▶ **The task**
Would you transcribe the line that holds "W4ngatang: switch to", plus every line beneath it through the end of the data, exactly and with nothing added?

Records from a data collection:

-=-=-=-=-

PR #710, opened 2019-06-20
Adding winogender

pruksmhc:
Changes: 
-Fixing flow of diagnostics in light of recent jiant changes from https://github.com/nyu-mll/jiant/issues/792.
-Added winogender metrics + calculation


scripts/superglue-baselines.sh
```diff
@@ -22,7 +22,7 @@ function multirc() {
 }
 
 function rte() {
-    python main.py --config config/superglue-bert.conf --overrides "random_seed = ${seed}, cuda = ${gpuid}, run_name = rte, pretrain_tasks = \"rte-superglue\", target_tasks = \"rte-superglue,superglue-diagnostic\", do_pretrain = 1, do_target_task_training = 0, do_full_eval = 1, batch_size = 4, val_interval = 625"
+    python main.py --config config/superglue-bert.conf --overrides "random_seed = ${seed}, cuda = ${gpuid}, run_name = rte, pretrain_tasks = \"rte-superglue\", target_tasks = \"rte-superglue,superglue-diagnostic,winograd-diagnostic\", do_pretrain = 1, do_target_task_training = 0, do_full_eval = 1, batch_size = 4, val_interval = 625"
```
sleepinyourhat: We can't use this name for the task: It's not in Winograd format and it's not associated with the Winograd task in jiant. How about superglue_bias_diagnostic?

src/evaluate.py
```diff
@@ -82,8 +91,8 @@ def evaluate(
                 out = model.forward(task, batch, predict=True)
 
             # We don't want diagnostic tasks to affect the micro and macro average.
-            # Accuracy on diagnostic tasks is hardcoded to 0.
-            if not isinstance(task, GLUEDiagnosticTask):
+            # Accuracy on diagnostic tasks is hardcoded to 0 except for winogender.
```
sleepinyourhat: Make sure we're consistent in how we refer to the new task in comments.

scripts/superglue-baselines.sh
sleepinyourhat: Winogender works, too.

src/evaluate.py
```diff
@@ -123,6 +132,10 @@ def evaluate(
 
         # Combine task_preds from each batch to a single DataFrame.
         task_preds = pd.concat(task_preds, ignore_index=True)
+        if task.name.startswith("winogender"):
```
sleepinyourhat: This seems like an odd place for a special case. If this really needs to be here, add a comment to the code saying why.

src/metrics/winogender_metrics.py
```diff
@@ -0,0 +1,44 @@
+class GenderParity:
+    """
+  Gender parity metric from [Gender Bias in Coreference Resolution](https://arxiv.org/pdf/1804.09301.pdf).
```
sleepinyourhat: I can't find any mention of this in the paper—it might just be on the site. If so, link to the site instead.

src/metrics/winogender_metrics.py
```diff
@@ -0,0 +1,44 @@
+class GenderParity:
```
sleepinyourhat: Can we add a short test case for this?

src/metrics/winogender_metrics.py
```diff
@@ -0,0 +1,44 @@
...
+      Calculate gender parity. 
+      Parameters
+      -------------------
+      predictiosn: list of dicts 
+
+      Returns
+      -------------------
+      None
+      """
+        assert len(predictions) == 464
```
sleepinyourhat: Is there nowhere else we can put this? Seems odd to have it in the metric.

sleepinyourhat: For example, this prevents anyone from filtering/modifying the data themselves.

src/metrics/winogender_metrics.py
```diff
@@ -0,0 +1,44 @@
...
+        for idx in range(int(len(predictions) / 2)):
+            pred1 = predictions[idx * 2]
+            pred2 = predictions[(idx * 2) + 1]
+            try:
+                assert pred1["sent2_str"] == pred2["sent2_str"], (
+                    "Mismatched hypotheses for ids %s and %s"
+                    % (str(pred1["pair_id"]), str(pred2["pair_id"]))
+                )
+            except:
```
sleepinyourhat: Do we need this here? We don't do this for asserts anywhere else.

scripts/superglue-baselines.sh
sleepinyourhat: Or winogender-diagnostic.

src/tasks/tasks.py
```diff
@@ -1389,6 +1393,70 @@ def collect_metrics(ix_to_tag_dict, tag_group):
...
+        self.train_data_text = None
+        self.val_data_text = None
+        self.test_data = None
+        self.acc_scorer = BooleanAccuracy()
+        self.gender_parity_scorer = GenderParity()
+        self.val_mtric = "winogender-diagnostic_accuracy"
+
+    def load_data(self):
+        rows = pd.read_csv(os.path.join(self.path, "winogender.tsv"), sep="\t")
+        # if is_bert, then we will add [CLS], [SEP]
```
sleepinyourhat: What is this comment referring to?

src/tasks/tasks.py
```diff
@@ -1389,6 +1393,70 @@ def collect_metrics(ix_to_tag_dict, tag_group):
...
+            d["labels"] = LabelField(
+                int(record["label"]), label_namespace="labels", skip_indexing=True
+            )
+            return Instance(d)
+
+        instances = map(_make_instance, split)
+        return instances
+
+    def get_metrics(self, reset=False):
+        return {"accuracy": self.acc_scorer.get_metric(reset)}
```
sleepinyourhat: Won't this skip the new metric you introduced?

pruksmhc: Because the scorer depends on the index of the predictions (it depends on calculating the equality of two predictions at a time), which means we would have to a) either restrict what the batch_size is (must be divisible by 2) or we can calculate gender parity at the end (after calculating all the predictions for all the batches).

main.py
```diff
@@ -266,6 +266,10 @@ def get_best_checkpoint_path(args, phase, task_name=None):
             checkpoint = glob.glob(
                 os.path.join(args.run_dir, task_name, "model_state_target_train_val_*.best.th")
             )
+            if len(checkpoint) == 0:
```
sleepinyourhat: Why is this in this PR?

sleepinyourhat: Make sure this matches the comment header.

main.py
```diff
@@ -558,13 +562,28 @@ def main(cl_arguments):
     if args.do_full_eval:
         log.info("Evaluating...")
         splits_to_write = evaluate.parse_write_preds_arg(args.write_preds)
+        diagnostic_tasks = []
+        target_tasks_remove = []
```
sleepinyourhat: _to_remove?

main.py
```diff
@@ -558,13 +562,28 @@ def main(cl_arguments):
...
+        for index, task in enumerate(target_tasks):
+            if task.name in task_modules.ALL_DIAGNOSTICS:
+                diagnostic_tasks.append(task)
+                target_tasks_remove.append(index)
+        # To avoid evaluating twice on a diagnostic task.
+        for index in sorted(target_tasks_remove, reverse=True):
+            del target_tasks[index]
+        if len(diagnostic_tasks) > 0:
+            for task in diagnostic_tasks:
+                ckpt_path = get_best_checkpoint_path(args, "eval", task.name)
```
sleepinyourhat: Does this handle the diagnostic-to-main-task mapping properly?

main.py
```diff
@@ -558,13 +562,28 @@ def main(cl_arguments):
...
+                load_model_state(model, ckpt_path, args.cuda, skip_task_models=[], strict=strict)
+                evaluate_and_write(args, model, [task], splits_to_write)
         if args.do_target_task_training or (args.load_model and not args.do_pretrain):
             # If we either do target task training, or if we only evaluate
             # without pretraining or target task training
             # then we evaluate on the target tasks.
             for task in target_tasks:
                 # Find the task-specific best checkpoint to evaluate on.
-                ckpt_path = get_best_checkpoint_path(args, "eval", task.name)
+                ckpt_path = get_best_checkpoint_path(args, "target_train", task.name)
```
sleepinyourhat: I don't understand why we use 'eval' checkpoints only if there are diagnostic tasks...

scripts/superglue-baselines.sh
```diff
@@ -22,7 +22,7 @@ function multirc() {
 }
 
 function rte() {
-    python main.py --config config/superglue-bert.conf --overrides "random_seed = ${seed}, cuda = ${gpuid}, run_name = rte, pretrain_tasks = \"rte-superglue\", target_tasks = \"rte-superglue,superglue-diagnostic\", do_pretrain = 1, do_target_task_training = 0, do_full_eval = 1, batch_size = 4, val_interval = 625"
+    python main.py --config config/superglue-bert.conf --overrides "random_seed = ${seed}, cuda = ${gpuid}, run_name = rte, pretrain_tasks = \"rte-superglue\", target_tasks = \"rte-superglue,superglue-diagnostic,winogender-diagnostic\", do_pretrain = 1, do_target_task_training = 0, do_full_eval = 1, batch_size = 4, val_interval = 625"
```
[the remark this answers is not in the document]
sleepinyourhat: (Before merging.)

src/tasks/tasks.py
```diff
@@ -1389,6 +1393,86 @@ def collect_metrics(ix_to_tag_dict, tag_group):
         return collected_metrics
 
 
+@register_task("winogender-diagnostic", rel_path="RTE/diagnostics", n_classes=2)
+class WinogenderTask(GLUEDiagnosticTask):
+    """Supported wnogender task """
```
sleepinyourhat: Typo. Also, why 'Supported'?

src/metrics/winogender_metrics.py
```diff
@@ -0,0 +1,42 @@
...
+    """
+  Gender parity metric from https://github.com/decompositional-semantics-initiative/DNC.
+  """
+
+    def __init__(self):
+        self.same_preds = 0.0
+        self.diff_preds = 0.0
+
+    def get_metric(self, reset=False):
+        gender_parity = float(self.same_preds) / float(self.same_preds + self.diff_preds)
```
W4ngatang: catch `ZeroDivisionError`?

src/metrics/winogender_metrics.py
```diff
@@ -0,0 +1,42 @@
...
+            sent1_str: str, context sentence,
+            preds: int,
+            pair_id: int
+
+        Returns
+        -------------------
+        None
+        """
+        for idx in range(int(len(predictions) / 2)):
+            pred1 = predictions[idx * 2]
```
W4ngatang: Can you give a comment pointer to where this is being enforced? Seems like it'd be very easy to accidentally have a bug here.

W4ngatang: e.g. what is `len(predictions)` is odd? What if they don't line up as we're assuming here?

src/tasks/tasks.py
```diff
@@ -1389,6 +1393,86 @@ def collect_metrics(ix_to_tag_dict, tag_group):
...
+        self.path = path
+        self.max_seq_len = max_seq_len
+        self.n_classes = n_classes
+
+        self.train_data_text = None
+        self.val_data_text = None
+        self.test_data = None
+        self.acc_scorer = BooleanAccuracy()
+        self.gender_parity_scorer = GenderParity()
+        self.val_mtric = "%s_accuracy" % name
```
W4ngatang: typo

src/tasks/tasks.py
```diff
@@ -1389,6 +1393,86 @@ def collect_metrics(ix_to_tag_dict, tag_group):
...
+        instances = map(_make_instance, split)
+        return instances
+
+    def get_metrics(self, reset=False):
+        return {
+            "accuracy": self.acc_scorer.get_metric(reset),
+            "gender_parity": self.gender_parity_scorer.get_metric(reset),
+        }
+
+    def update_diagnostic_metrics(self, logits, labels, batch):
```
W4ngatang: where is this getting called?

main.py
```diff
@@ -558,13 +562,28 @@ def main(cl_arguments):
...
+        diagnostic_tasks = []
+        target_tasks_remove = []
+        for index, task in enumerate(target_tasks):
+            if task.name in task_modules.ALL_DIAGNOSTICS:
+                diagnostic_tasks.append(task)
+                target_tasks_remove.append(index)
+        # To avoid evaluating twice on a diagnostic task.
+        for index in sorted(target_tasks_remove, reverse=True):
+            del target_tasks[index]
+        if len(diagnostic_tasks) > 0:
```
W4ngatang: why do you need this? If `len(diagnostic_tasks) == 0` then the for loop just terminates

main.py
W4ngatang: :+1:, should it check/use `task.use_classifier`?

main.py
W4ngatang: :+1:, what's the difference between `eval` and `target_train` ?

src/tasks/tasks.py
```diff
@@ -1389,6 +1393,86 @@ def collect_metrics(ix_to_tag_dict, tag_group):
...
+        super().__init__(path, max_seq_len, name, n_classes, **kw)
+        self.path = path
+        self.max_seq_len = max_seq_len
+        self.n_classes = n_classes
+
+        self.train_data_text = None
+        self.val_data_text = None
+        self.test_data = None
+        self.acc_scorer = BooleanAccuracy()
+        self.gender_parity_scorer = GenderParity()
```
W4ngatang: do these `scorers` need to be assigned as `self.scorers` so that `self.update_metrics()` will work with them?

W4ngatang:
Shouldn't this have a specific prediction file name (in `SUPERGLUE_PRED_MAP` or something like that in `src/evaluate.py` ?

main.py
pruksmhc: Yeah I'll put this in a separate PR to do with diagnostics.

main.py
pruksmhc: Oh yes good point - will do.

main.py
pruksmhc: Actually, this should still be eval not target_train - was doing a slightly different way of testing on diagnostics before the current way. I'll revert the change. 
The difference between eval and target_task is where the function looks for checkpoints.

src/metrics/winogender_metrics.py
pruksmhc: batch_size needs to be even for winogender-diagnostic because predictions has to be even.

src/tasks/tasks.py
pruksmhc: There's also another DNC task that's dnc-recast-winogender, which is not completely supported.

src/tasks/tasks.py
pruksmhc: This gets called at src/models.py instead of update_metrics() for normal non-diagnostic tasks.

src/tasks/tasks.py
pruksmhc: Not in this case because diagnostic tasks don't call update_metrics, they call update_diagnostic_metrics()

pruksmhc:
Update @sleepinyourhat I tried putting the winogender dataset in as the RTE's test set and it is performing equally bad.

sleepinyourhat:
Thanks! To confirm, that RTE model is getting good performance on the real
RTE data? (Also worth trying the BERT++ RTE model.)

sleepinyourhat:
Also, double check that the labels are correct in the jsonl version, and
that they're in the exact same format as the RTE labels.

pruksmhc:
Yep, the RTE model is getting good performance on the real RTE data.

pruksmhc:
Also the labels are correct in the jsonl version, and I double checked that the parsing/processing is correct.

sleepinyourhat:
Wow. Even with BERT++?

sleepinyourhat:
It's just very worrying to not be able to get above chance at all... not sure what else to try.

pruksmhc:
Haven't tried with Bert++ yet, doing now.

src/evaluate.py
```diff
@@ -57,6 +57,10 @@ def evaluate(
         "sent1_str",
         "sent2_str",
         "labels",
+        "par_idx",
+        "qst_idx",
```
W4ngatang: these are duplicated and should be removed

scripts/superglue-baselines.sh
```diff
@@ -30,7 +30,7 @@ function record() {
 }
 
 function rte() {
```
W4ngatang: Could you also add `winogender-diagnostic` to the other `rte` commands? (`rte_plus` and `rte_bow`)

W4ngatang:
Aggregating some comments that I think still need to be addressed:
- Could you also rename superglue-diagnostic in this PR to make it clear that it's not the only SuperGLUE diagnostic? Coordinate with how we're describing it in the paper.
- Shouldn't this have a specific prediction file name (in SUPERGLUE_PRED_MAP or something like that in src/evaluate.py ?

src/tasks/tasks.py
```diff
@@ -1390,6 +1395,77 @@ def collect_metrics(ix_to_tag_dict, tag_group):
...
+            self.max_seq_len,
+            targ_map,
+        )
+        self.sentences = (
+            self.train_data_text[0]
+            + self.train_data_text[1]
+            + self.val_data_text[0]
+            + self.val_data_text[1]
+        )
+        log.info("\tFinished loading RTE (from SuperGLUE formatted data).")
```
W4ngatang: update

tests/test_winogender_metric.py
```diff
@@ -0,0 +1,58 @@
...
+import unittest
+import pandas as pd
+
+from src.metrics.winogender_metrics import GenderParity
+
+
+class TestWinogenderMetric(unittest.TestCase):
+    def setUp(self):
+        self.temp_dir = tempfile.mkdtemp()
+        self.path = os.path.join(self.temp_dir, "temp_ccg_dataset.tsv")
```
W4ngatang: why ccg?

src/utils/data_loaders.py
```diff
@@ -44,6 +44,18 @@ def load_span_data(tokenizer_name, file_name, label_fn=None, has_labels=True):
     return list(rows.T.to_dict().values())
 
 
+def load_jsonl(data_file, tokenizer_name, max_seq_len, targ_map):
```
W4ngatang: can you give a docstring and maybe change the function name? This is a somewhat specific version of loading from JSONL.

tests/test_winogender_metric.py
pruksmhc: Oh this actually isn't used and is copy-pasta, deleting.

src/evaluate.py
```diff
@@ -118,11 +119,11 @@ def evaluate(
         # task_preds will be a DataFrame with columns
         # ['preds'] + FIELDS_TO_EXPORT
         # for GLUE tasks, preds entries should be single scalars.
-
         # Update metrics
         task_metrics = task.get_metrics(reset=True)
         for name, value in task_metrics.items():
             all_metrics["%s_%s" % (task.name, name)] = value
+
         all_metrics["micro_avg"] += all_metrics[task.val_metric] * n_examples
```
W4ngatang: can you use the `task.contributes_micro_macro_avg` here as a check ? Also, consider renaming to something like `task.contributes_to_aggregate_score`?

src/evaluate.py
```diff
@@ -243,6 +245,7 @@ def write_preds(
     "wic": "WiC",
     "superglue-diagnostic": "AX",
     "winograd-coreference": "WSC",
+    "winogender-diagnostic": "winogender",
```
W4ngatang: switch to similar style as rest of files, i.e. `Winogender`

src/evaluate.py
pruksmhc: Yeah, that should make it clearer.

-=-=-=-=-

▶ **Worked solution**
W4ngatang: switch to similar style as rest of files, i.e. `Winogender`

src/evaluate.py
pruksmhc: Yeah, that should make it clearer.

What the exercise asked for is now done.